PR #5601, opened 2023-02-20
Add refint support to user rename.

ainmosni:
When refint is enabled on an LDAP server, it will rename all references
to an entity if its DN is modified. If this happens, the member
renames will not be needed, and will also return an error.

This PR does the following:

* Detects the attribute error, and don't return an error.
* Log that the server has been misconfigured.
* Add config value that skips renaming if set.

### DIFF
--- a/deployments/examples/ocis_ldap/docker-compose.yml
+++ b/deployments/examples/ocis_ldap/docker-compose.yml
@@ -76,7 +76,7 @@ services:
       IDP_LDAP_LOGIN_ATTRIBUTE: "uid"
       IDP_LDAP_UUID_ATTRIBUTE: "ownclouduuid"
       IDP_LDAP_UUID_ATTRIBUTE_TYPE: binary
-      GRAPH_LDAP_SERVER_WRITE_ENABLED: "true" # assuming the external ldap is readonly
+      GRAPH_LDAP_SERVER_WRITE_ENABLED: "true" # assuming the external ldap is writable
       GRAPH_LDAP_REFINT_ENABLED: "true" # osixia has refint enabled.
       # OCIS_RUN_SERVICES specifies to start all services except glauth, idm and accounts. These are replaced by external services
       OCIS_RUN_SERVICES: app-registry,app-provider,audit,auth-basic,auth-machine,frontend,gateway,graph,groups,idp,nats,notifications,ocdav,ocs,proxy,search,settings,sharing,storage-system,storage-publiclink,storage-shares,storage-users,store,thumbnails,users,web,webdav
--- a/deployments/examples/ocis_ldap/docker-compose.yml
+++ b/deployments/examples/ocis_ldap/docker-compose.yml
@@ -57,17 +57,17 @@ services:
     # run ocis init to initialize a configuration file with random secrets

> [ACTIVITY]: Your reply should be one number: how many lines in the listing hold the word "assuming".

> [RESULT FOR THIS EXERCISE]: 2